I would add also that imo, if you ever have to worry about margin then your trade sizes are too big for your account. Just to be very clear lest the op have any doubt,  futures contracts are " marked- to- market " ie  profits or losses on futures contracts are actually settled each day and not on a net basis on expiration of the contract.


----------



## room305 (22 May 2007)

demoivre said:


> I would add also that imo, if you ever have to worry about margin then your trade sizes are too big for your account. Just to be very clear lest the op have any doubt,  futures contracts are " marked- to- market " ie  profits or losses on futures contracts are actually settled each day and not on a net basis on expiration of the contract.



Indeed. Apologies if I did not make that clear. The margin must *always* be sufficient to cover contract losses otherwise the broker will simply close the contract. On a typical oil contract, the initial margin requested will be around $3,500. A $4 move in the spot price would see you stopped out.


----------



## room305 (22 May 2007)

Del3D said:


> Thanks Room305; that is very helpful and informative... The Shipman and Rodgers books are short on the detail of actually trading commodities (despite claims to the contrary) - Are there any on-line sites or books that you would recommend that provide good quality further reading on these points above?

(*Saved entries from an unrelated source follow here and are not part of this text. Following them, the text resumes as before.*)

PR #1079, opened 2024-12-12
[MSSQL] TOAST

Tang8330:
Same rationale as https://github.com/artie-labs/transfer/pull/1078 and https://github.com/artie-labs/transfer/pull/1077.

Matching TOASTED placeholders using LIKE

### DIFF
--- a/clients/mssql/dialect/dialect.go
+++ b/clients/mssql/dialect/dialect.go
@@ -44,13 +44,9 @@ func (MSSQLDialect) IsTableDoesNotExistErr(err error) bool {
 }
 
 func (md MSSQLDialect) BuildIsNotToastValueExpression(tableAlias constants.TableAlias, column columns.Column) string {
+	toastedValue := "%" + constants.ToastUnavailableValuePlaceholder + "%"
 	colName := sql.QuoteTableAliasColumn(tableAlias, column, md)
-	// Microsoft SQL Server doesn't allow boolean expressions to be in the COALESCE statement.
-	if column.KindDetails == typing.Struct {
-		return fmt.Sprintf("COALESCE(%s, {}) != {'key': '%s'}", colName, constants.ToastUnavailableValuePlaceholder)
-	}
-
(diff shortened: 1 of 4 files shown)


clients/mssql/dialect/dialect.go
```diff
@@ -44,13 +44,9 @@ func (MSSQLDialect) IsTableDoesNotExistErr(err error) bool {
...
 func (md MSSQLDialect) BuildIsNotToastValueExpression(tableAlias constants.TableAlias, column columns.Column) string {
+	toastedValue := "%" + constants.ToastUnavailableValuePlaceholder + "%"
 	colName := sql.QuoteTableAliasColumn(tableAlias, column, md)
-	// Microsoft SQL Server doesn't allow boolean expressions to be in the COALESCE statement.
-	if column.KindDetails == typing.Struct {
-		return fmt.Sprintf("COALESCE(%s, {}) != {'key': '%s'}", colName, constants.ToastUnavailableValuePlaceholder)
-	}
-
-	return fmt.Sprintf("COALESCE(%s, '') != '%s'", colName, constants.ToastUnavailableValuePlaceholder)
+	return fmt.Sprintf("COALESCE(%s, '') NOT LIKE '%s'", colName, toastedValue)
```
danafallon, line 49: Could you just do
```
return fmt.Sprintf("COALESCE(%s, '') NOT LIKE '%%s%'", colName, constants.ToastUnavailableValuePlaceholder)
```
instead of defining `toastedValue` above, or do the extra `%`s mess with `fmt.Sprintf`?

danafallon (approved):

clients/mssql/dialect/dialect.go
danafallon: (I guess that's not really more readable though, so I'm also good with it as-is)

Tang8330: Ah I did it like this because `%` is used to start string interpolation

image

danafallon: Ah nice, that's what I suspected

The posters on the Green Energy Investors board tend to be quite knowledgeable even if it is not always a busy site. One or two of the posters probably know Mark Shipman personally. The board is very welcoming to newcomers so do not be at all afraid to ask questions.

For example, here is a discussion on trading long dated oil contracts


----------



## croker (23 May 2007)

He also mentions in the book about other industries that would benefit from the commodity boom such as transportation.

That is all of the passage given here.